According to meteorologists from The Weather Company, Melissa’s centre is currently several hundred miles south of Haiti, advancing northwestward. As the system intensifies and decelerates, its greatest danger will come not from wind alone but from prolonged, heavy rainfall.
Jamaica, along with parts of Hispaniola and Cuba, are forecast to receive more than 10 inches (about 250 mm) of rain over the next several days. The slow movement of the storm increases the risk of life-threatening flash floods and landslides, particularly in Jamaica’s inland and mountainous regions. Areas expected to be hardest hit include the Blue Mountains and other elevated terrains, where rainfall can rapidly generate surface runoff and landslide hazards.

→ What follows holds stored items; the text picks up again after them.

PR #298, opened 2024-03-28
Ensure C standard compliant `fseek` usage

tim-griesbach:
# Ensure C standard compliant `fseek` usage

According to the C standard (cf. https://wiki.sei.cmu.edu/confluence/display/c/FIO19-C.+Do+not+use+fseek()+and+ftell()+to+compute+the+size+of+a+regular+file), it can not be assumed that seeking to the end of a binary file works in general. However, this was done in `p4est_save_ext`. In concrete terms, the C standard states that
```
Setting the file position indicator to end-of-file, as with fseek(file, 0, SEEK_END), has undefined behavior for a binary stream (because of possible trailing null characters) or for any stream with state-dependent encoding that does not assuredly end in the initial shift state.
```

Proposed changes: This PR ensures that it is not necessary to seek to the end of a binary file by not closing the file in `p4est_save_ext` after the connectivity was written to disk.


src/p4est_connectivity.h
```diff
@@ -446,6 +446,18 @@ sc_array_t         *p4est_connectivity_deflate (p4est_connectivity_t * conn,
                                                 p4est_connectivity_encode_t
                                                 code);
 
+/** Save a connectivity structure to disk and not close the file.
+ * \param [in] filename         Name of the file to write.
+ * \param [in] connectivity     Valid connectivity structure.
+ * \param [in,out] sink_out     A pointer to pointer to set the sc_io_sink_t.
+ * \return                      Returns 0 on success, nonzero on file error.
+ */
+int                 p4est_connectivity_save_preserve (const char *filename,
```
cburstedde, line 455: Wondering: can we use p4est_connectivity_sink and then write the forest using sc_io_sink functions, to not be using sink->file? One may also ask whether we should not introduce a function p4est_sink that will share a lot of code with p4est_save.

tim-griesbach: I can replace the `sink->file` occurrences with sc_io_sink function calls. 

However, the `save_ext` is currently using `fseek` on all ranks > 0 with respect to I/O operations that are started with `fopen` and not with `sc_io_sink_new`. To my understanding, seeking is not supported by the sc_io_sink functions.  Hence, I think that without such a functionality for sc_io_sink we can not write the forest only with sc_io_sink functions but we still can avoid `sink->file`.

tim-griesbach:
I removed the occurrences of `sink->file` by using `p4est_connectivity_sink` in `p4est_save_ext`.

tim-griesbach:
sc_test_version failed in one CI test. This should be unrelated to the changes in this PR and transient.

While wind shear is currently limiting rapid intensification, forecasters expect Melissa to strengthen into a Category 3–4 hurricane south of Jamaica if it stays over the warm Caribbean waters. Two primary track scenarios are under consideration: a sluggish westward path lingering near Jamaica before curving northeast toward Cuba and the Bahamas. A faster northward turn earlier over Haiti or eastern Cuba, which would reduce time over Jamaica but forecasters currently believe this outcome is less likely.
Local authorities in Jamaica are urged to activate flood-watch alerts in vulnerable parishes, especially those in mountainous or hilly terrain as well as open emergency shelters in high-risk zones and pre-position relief supplies in low-lying coastal communities.
Unlike fast-moving storms that pose mainly wind threats, Melissa’s slow progression enhances rainfall accumulation increasing the risk of localized devastation from floodwater and landslides even if wind speeds remain moderate.
With Jamaica’s mountainous topography and densely settled flood plains, this combination makes Melissa a major concern, particularly in areas still recovering from previous tropical-system damage.